__Work item__: Within the data below, copy each line where the string "identity" is found.

----------------

PR #23219, opened 2025-06-25
fix: syntax - missing parentheses

pReya:
### Summary

Containers docs "Get started" page was missing a closing parentheses, so the enclosed link did not work.


kodster28:
Dupe of #23231

PR #23226, opened 2025-06-25
[Docs] Update External CI/CD guide

mhdcodes:
### Summary

I have added an extra step to install pnpm, as the action fails to install wrangler without.


kodster28:
Can you provide more details about the error messages you're seeing?

From my testing, I see some warnings around specific wrangler installations without the pnpm... but that doesn't prevent Wrangler from being installed.

PR #23233, opened 2025-06-25
Update DNS record instructions for browser-based RDP

asamborski:
Update DNS record instructions to be more descriptive on how to handle a AAAA record and a CNAME record. Reorder instructions to try to call better attention to DNS requirements (put application creation after DNS setup).


ranbel:
changes published in #23238

PR #23238, opened 2025-06-25
[ZT] RDP DNS record edits

ranbel:


src/content/docs/cloudflare-one/connections/connect-networks/use-cases/rdp/rdp-browser.mdx
```diff
@@ -34,7 +34,47 @@ Browser-based RDP can be used in conjunction with [routing over WARP](/cloudflar
...
+To make your RDP targets (that is, your Windows machines) available through the browser, you will need a [Cloudflare DNS record](/dns/manage-dns-records/how-to/create-dns-records/) for the domain and subdomain that users will connect to.  This domain will be used to access any targets that are available to users through your Access application (see Step 4).
+
+For example, if want users to connect to targets on `rdp.example.com`, [create a DNS record](/dns/manage-dns-records/how-to/create-dns-records/#create-dns-records) for `rdp.example.com`. You can create either an `A`, `AAAA`, or `CNAME` record:
+
+<Details header="A record" open={false}>
+The following DNS record points your public subdomain (`rdp`) to the default IPv4 address range:
+
+- **Type**: _A_
+- **Name**: `rdp`
+- **IPv4 address**: `0.0.0.0`
```
asamborski: This address won't work. For example, we could use 240.0.0.0 instead (this is part of the class E for future use IPv4 addresses)

src/content/docs/cloudflare-one/connections/connect-networks/use-cases/rdp/rdp-browser.mdx
```diff
@@ -34,7 +34,47 @@ Browser-based RDP can be used in conjunction with [routing over WARP](/cloudflar
 
 <Render file="access/add-target" params={{ protocol: "rdp" }}/>
 
-## 3. Create an Access application
+## 3. Create a DNS record
+
+To make your RDP targets (that is, your Windows machines) available through the browser, you will need a [Cloudflare DNS record](/dns/manage-dns-records/how-to/create-dns-records/) for the domain and subdomain that users will connect to.  This domain will be used to access any targets that are available to users through your Access application (see Step 4).
```
deadlypants1973, line 39:
```suggestion
To make your RDP targets (that is, your Windows machines) available through the browser, you will need a [Cloudflare DNS record](/dns/manage-dns-records/how-to/create-dns-records/) for the domain and subdomain that users will connect to. This domain will be used to access any targets that are available to users through your Access application (refer to step 4).
```

deadlypants1973: I believe "targets" is ZTIA language meaning "machine being accessed by users"? We discussed the same about SSH. In my understanding, targets is not an industry term but rather something CF came up with to describe how to use us. If I am correct in my understanding, we should get clear on this definition and add it to the CF1 glossary to avoid confusion

cc @asamborski

src/content/docs/cloudflare-one/connections/connect-networks/use-cases/rdp/rdp-browser.mdx
```diff
@@ -34,7 +34,47 @@ Browser-based RDP can be used in conjunction with [routing over WARP](/cloudflar
...
+- **Type**: _CNAME_
+- **Name**: `rdp`
+- **Target**: `www.rdp.example.com`
+- **Proxy status**: On
+
+The CNAME **Target** field is unrelated to the RDP targets configured in Step 2.
+
+</Details>
+
+The DNS record does not need to point to an active destination IP address or hostname; the record just needs to be valid. Cloudflare's RDP proxy will handle the routing to the correct RDP target.
```
deadlypants1973:
```suggestion
The DNS record does not need to point to an active destination IP address or hostname; the DNS record just needs to be valid. Cloudflare's RDP proxy will handle the routing to the correct RDP target.
```

deadlypants1973 (approved):

PR #23303, opened 2025-06-28
fix: use the right `type` when using `degit`

yeskunall:
### Summary

`exec` executes a shell command within the scope of the project, but in this case we’re creating a brand new project using `degit`, so the right [`type`](https://starlight-package-managers.vercel.app/usage/#dlx) is `dlx`.

### Documentation checklist

---

💖


yeskunall:
@GregBrimble @irvinebroque @mikenomitch @korinne @WalshyDev @kodster28

Apologies, but I’m just doing as the comment above suggests. I believe this is a small fix, so can one of you folks review it? Thanks very much!

GregBrimble (approved):

PR #23402, opened 2025-07-02
[ZT] Max SSH session duration

ranbel:
PCX-17835

### DIFF
--- a/src/content/docs/cloudflare-one/faq/troubleshooting.mdx
+++ b/src/content/docs/cloudflare-one/faq/troubleshooting.mdx
@@ -377,7 +377,7 @@ Cloudflare Access uses a [`CF_Session` cookie](/cloudflare-one/identity/authoriz
 
 ## Long-lived SSH sessions frequently disconnect.
 
-All SSH connections proxied through Cloudflare Gateway, including traffic to [Access for Infrastructure](/cloudflare-one/connections/connect-networks/use-cases/ssh/ssh-infrastructure-access/) targets, have a maximum guaranteed duration of 10 hours. It is possible for connections to last longer than 10 hours. However, if a connection is active at the time of a Gateway release, Gateway will terminate the connection 10 hours later. Releases are not scheduled and can occur multiple times a week.
+All connections proxied through Cloudflare Gateway, including traffic to [Access for Infrastructure](/cloudflare-one/connections/connect-networks/use-cases/ssh/ssh-infrastructure-access/) SSH targets, have a maximum guaranteed duration of 10 hours. It is possible for connections to last longer than 10 hours. However, if a connection is active at the time of a Gateway release, Gateway will terminate the connection 10 hours later. Releases are not scheduled and can occur multiple times a week.
 
 To prevent long-lived SSH connections from breaking unexpectedly, we recommend terminating sessions on a predefined schedule. For example, you could set an 8-hour idle timeout so that inactive sessions automatically disconnect during off hours. To configure an idle timeout, add the `ChannelTimeout` option to either the SSH server (`/etc/ssh/sshd_config`) or client configuration file (`~/.ssh/config`):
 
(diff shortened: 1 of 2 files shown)


ranbel:
@asamborski

src/content/docs/cloudflare-one/faq/troubleshooting.mdx
```diff
@@ -374,3 +374,18 @@ Get-ChildItem -Path "HKLM:\SOFTWARE\Microsoft\NET Framework Setup\NDP" -Recurse
...
+To ensure a consistent user experience, we recommend configuring your environment to automatically terminate sessions over 10 hours. For example, you could require users to sign in once a day so that connections do not cut off unexpectedly during the work day. One option is to add [`ControlPersist`](https://man.openbsd.org/ssh_config#ControlPersist) to your personal (`~/.ssh/config`) or global (`/etc/ssh/ssh_config`) SSH client configuration file:
+
+```txt
+Host *
+    ControlMaster auto
+    ControlPath ~/.ssh/control_sockets/%r@%h:%p
+    ControlPersist 10h
+```
+
+`ControlPersist` will close inactive SSH connections on the client machine after the specified time period.
```
lgmugnier: This is slightly incorrect, so I'm going to be a annoyingly pedantic here because SSH makes this hard. (also yikes sorry the below turned out so long)

So, the premise is that the longest duration we _guarantee_ is 10 hours. Connections can last longer than that but we don't have a regular release schedule and when a release goes out, we support existing connections for 10 hours before closing them. 

The issue that customers complain about is that a release can happen and then 10 hours later the connection is broken (and it's in the middle of the work day when people really need reliable and consistent behavior). So, the challenge is figuring out how to make sure any live connections die during off-hours so that even if a user is unlucky enough to make their first connection of the day one millisecond before a new release goes live, they don't experience any inconvenience. 

The `ControlPersist` timer starts as soon as the user's first SSH command ends. It keeps a background connection open so that any new SSH commands use the existing connection. However, and key to our situation, it doesn't close SSH commands that are running when that timer expires. A user might start a long-lived connection at the end of their day and when they interact with it the next day, it'll break unexpectedly. So, it doesn't really solve the issue in all cases.

We could instead (or in addition to) suggest using idle timeouts so that connections close automatically during off-hours. If you set a connection to close after 8 hours without any traffic,  it should make sure that any unused connections die during off-hours. You can do this via the SSH server or client using the `ChannelTimeout` config option (available in OpenSSH >9.2). Implementing it on the client side allows your users to choose a time that works for them but implementing it at the server prevents your users from having to worry about it.
- server-side documentation: https://man.openbsd.org/sshd_config#ChannelTimeout
- client-side documentation: https://man.openbsd.org/ssh_config#ChannelTimeout

src/content/docs/cloudflare-one/faq/troubleshooting.mdx
```diff
@@ -374,3 +374,18 @@ Get-ChildItem -Path "HKLM:\SOFTWARE\Microsoft\NET Framework Setup\NDP" -Recurse
 ## I get an `Invalid session. Please try logging in again.` error from Access when trying to log in to the Cloudflare dashboard via SSO.
 
 Cloudflare Access uses a [`CF_Session` cookie](/cloudflare-one/identity/authorization-cookie/#access-cookies) to validate that the same browser both initiated and completed your sign-in. The `Invalid session` error means Access was unable to validate this cookie. Ensure that there is no software or firewall on your device or network that may be interfering with requests to Access.
+
+## Long-lived SSH sessions frequently disconnect.
```
Michael9127, line 378: This 10 hour guarantee applies to more than just SSH. If we mention that it applies to all Gateway traffic here, shouldnt we also call it out in a section thats not specific to SSH?

ranbel: where else would users run into the 10-hour limit, besides SSH?

Michael9127: All traffic that passes through Gateway. So outbound public Gateway traffic, warp-to-tunnel, Access Private Apps, Access Infra Apps, Biso, etc

ranbel: Given that Ankur hasn't seen any complaints from the Gateway side (from the gchat thread), I'm inclined to keep it specific to SSH until we hear otherwise.

deadlypants1973 (approved):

----------------

__Answer space__:
@@ -377,7 +377,7 @@ Cloudflare Access uses a [`CF_Session` cookie](/cloudflare-one/identity/authoriz
 Cloudflare Access uses a [`CF_Session` cookie](/cloudflare-one/identity/authorization-cookie/#access-cookies) to validate that the same browser both initiated and completed your sign-in. The `Invalid session` error means Access was unable to validate this cookie. Ensure that there is no software or firewall on your device or network that may be interfering with requests to Access.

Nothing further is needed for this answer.